TASK REQUIREMENTS: Search the records for the word "NewFs" and copy every line in which it occurs.

Stored data entries:
=====
PR #5049, opened 2021-02-21
dropbox: add polling support - fixes #2949

### LINKED ISSUE #2949: [Feature Request] Dropbox polling support
It would be great if polling could be added for dropbox as well. 
API polling support: https://www.dropbox.com/developers/documentation/http/documentation#files-list_folder-longpoll

wolveix:

This implements polling support for the Dropbox backend. The Dropbox SDK dependency had to be updated due to an auth issue, which was fixed on Jan 12 2021. A secondary internal Dropbox service was created to handle unauthorized SDK requests, as is necessary when using the ListFolderLongpoll function/endpoint. The config variable was renamed to cfg to avoid potential conflicts with the imported config package.

https://github.com/rclone/rclone/issues/2949

#### Checklist

### DIFF
--- a/backend/dropbox/dropbox.go
+++ b/backend/dropbox/dropbox.go
@@ -244,6 +244,7 @@ type Fs struct {
 	opt            Options        // parsed options
 	features       *fs.Features   // optional features
 	srv            files.Client   // the connection to the dropbox server
+	svc            files.Client   // the connection to the dropbox server (unauthorized)
 	sharing        sharing.Client // as above, but for generating sharing links
 	users          users.Client   // as above, but for accessing user information
 	team           team.Client    // for the Teams API
@@ -372,17 +373,21 @@ func NewFs(ctx context.Context, name, root string, m configmap.Mapper) (fs.Fs, e
 		opt:   *opt,
 		pacer: fs.NewPacer(ctx, pacer.NewDefault(pacer.MinSleep(minSleep), pacer.MaxSleep(maxSleep), pacer.DecayConstant(decayConstant))),
 	}
-	config := dropbox.Config{
+	cfg := dropbox.Config{
 		LogLevel:        dropbox.LogOff, // logging in the SDK: LogOff, LogDebug, LogInfo
 		Client:          oAuthClient,    // maybe???
 		HeaderGenerator: f.headerGenerator,
 	}
 
+	// unauthorized config for endpoints that fail with auth
+	ucfg := dropbox.Config{
+		LogLevel: dropbox.LogOff, // logging in the SDK: LogOff, LogDebug, LogInfo
+	}
+
 	// NOTE: needs to be created pre-impersonation so we can look up the impersonated user
-	f.team = team.New(config)
+	f.team = team.New(cfg)
 
 	if opt.Impersonate != "" {
-
 		user := team.UserSelectorArg{
 			Email: opt.Impersonate,
 		}
@@ -397,12 +402,13 @@ func NewFs(ctx context.Context, name, root string, m configmap.Mapper) (fs.Fs, e
 			return nil, errors.Wrapf(err, "invalid dropbox team member: %q", opt.Impersonate)
 		}
 
-		config.AsMemberID = memberIds[0].MemberInfo.Profile.MemberProfile.TeamMemberId
+		cfg.AsMemberID = memberIds[0].MemberInfo.Profile.MemberProfile.TeamMemberId
 	}
 
-	f.srv = files.New(config)
-	f.sharing = sharing.New(config)
-	f.users = users.New(config)
+	f.srv = files.New(cfg)
+	f.svc = files.New(ucfg)
+	f.sharing = sharing.New(cfg)
+	f.users = users.New(cfg)
 	f.features = (&fs.Features{
 		CaseInsensitive:         true,
 		ReadMimeType:            false,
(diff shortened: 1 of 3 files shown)


go.mod
```diff
@@ -22,7 +22,7 @@ require (
 	github.com/colinmarc/hdfs/v2 v2.2.0
 	github.com/coreos/go-semver v0.3.0
 	github.com/dop251/scsu v0.0.0-20200422003335-8fadfb689669
-	github.com/dropbox/dropbox-sdk-go-unofficial v5.6.0+incompatible
+	github.com/dropbox/dropbox-sdk-go-unofficial v1.0.1-0.20210114204226-41fdcdae8a53
```
ncw, line 25: This go.mod tag looks wrong - the latest version is 5.6 - it has the right commit hash though. Maybe it is just `go mod` doing mad stuff!

https://github.com/dropbox/dropbox-sdk-go-unofficial/tags

backend/dropbox/dropbox.go
```diff
@@ -1191,6 +1197,139 @@ func (f *Fs) About(ctx context.Context) (usage *fs.Usage, err error) {
...
+				if err != nil {
+					fs.Infof(f, "Change notify listener failure: %s", err)
+				}
+			}
+		}
+	}()
+}
+
+func (f *Fs) changeNotifyCursor() (cursor string, err error) {
+	fs.Debugf("", "changeNotifyCursor")
```
ncw, line 1251: Stray debug? Or make it proper debug `fs.Debugf(f, "Getting change notify cursor")`

backend/dropbox/dropbox.go
```diff
@@ -1191,6 +1197,139 @@ func (f *Fs) About(ctx context.Context) (usage *fs.Usage, err error) {
...
+}
+
+func (f *Fs) changeNotifyRunner(ctx context.Context, notifyFunc func(string, fs.EntryType), startCursor string) (newCursor string, err error) {
+	cursor := startCursor
+	var res *files.ListFolderLongpollResult
+
+	err = f.pacer.Call(func() (bool, error) {
+		args := files.ListFolderLongpollArg{
+			Cursor:  cursor,
+			Timeout: 60,
```
ncw, line 1271: Does this 60 need to be configurable? What happens at the timeout? You could read the rclone global timeout setting.

backend/dropbox/dropbox.go
```diff
@@ -1191,6 +1197,139 @@ func (f *Fs) About(ctx context.Context) (usage *fs.Usage, err error) {
...
+			return "", errors.Wrap(err, "list continue")
+		}
+		cursor = changeList.Cursor
+		var entryType fs.EntryType
+		for _, entry := range changeList.Entries {
+			entryPath := ""
+			switch info := entry.(type) {
+			case *files.FolderMetadata:
+				entryType = fs.EntryDirectory
+				entryPath = strings.TrimLeft(info.PathDisplay, f.slashRootSlash)
```
ncw, line 1310: I think this has the potential problem that `info.PathDisplay` doesn't reflect the actual case of the object - see notes here

https://github.com/rclone/rclone/blob/cc08f66dc178776b44faabdb90d1846a0c525fa7/backend/dropbox/dropbox.go#L7-L21

I'm pretty sure that dropbox hasn't created an files like this for > 5 years so I propose we don't worry about it here.

Possibly we should implement `ListR` for dropbox now too...

ncw (commented):
This is very nice code for a much requested feature - thank you :-)

I put some notes and queries inline.

go.mod
wolveix: Yep, blame Go Mod for that! I'll fix it up shortly.

backend/dropbox/dropbox.go
wolveix: Hah, yep, forgot to remove it!

backend/dropbox/dropbox.go
wolveix: Yes, this should really be configurable. I was going to await your feedback to ask whether a dedicated flag would be necessary or not, but the global flag should work just fine.

backend/dropbox/dropbox.go
wolveix: I based this off of your comment made here: https://github.com/rclone/rclone/issues/2949#issuecomment-752210127

I'll look into `ListR` while I make the other requested changes :)

backend/dropbox/dropbox.go
wolveix: @ncw could you point me in the right direction of how I could access the global timeout setting? I can't seem to find it.

go.mod
wolveix: @ncw I believe this may be due to the fact that the last GitHub release predates the commit needed, so `go mod` is using the latest commit which will drop the version to v1 for the repo rather than base it off of the release version (if that makes sense). I can't seem to get it to work any other way.

ncw: Ok! Well it is the right commit version anyway.

I can see the v5.6.0 tag on the `master` branch so it looks like `go mod`.

I wonder if it is worth reporting upstream?

backend/dropbox/dropbox.go
ncw: First make a `ci` variable in the `Fs` struct

https://github.com/rclone/rclone/blob/cc08f66dc178776b44faabdb90d1846a0c525fa7/backend/sftp/sftp.go#L257

Then populate it

https://github.com/rclone/rclone/blob/cc08f66dc178776b44faabdb90d1846a0c525fa7/backend/sftp/sftp.go#L480

Then access it with `f.ci.Timeout`

backend/dropbox/dropbox.go
ncw: I think what you've done is fine. And `ListR` for dropbox would probably be a good idea (in a new PR) :-)

backend/dropbox/dropbox.go
wolveix: Awesome, thanks! It's a Duration type rather than uint64, so I've had to divide it by `time.Second` and convert it to `uint64`. Additionally, Dropbox sets a hard limit of 480, so I've added a check that sets it to 480 if the global timeout is higher than that.

backend/dropbox/dropbox.go
wolveix: I may do that then :D

ncw (approved):

I'll merge it now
=====
RESULT:
@@ -372,17 +373,21 @@ func NewFs(ctx context.Context, name, root string, m configmap.Mapper) (fs.Fs, e
@@ -397,12 +402,13 @@ func NewFs(ctx context.Context, name, root string, m configmap.Mapper) (fs.Fs, e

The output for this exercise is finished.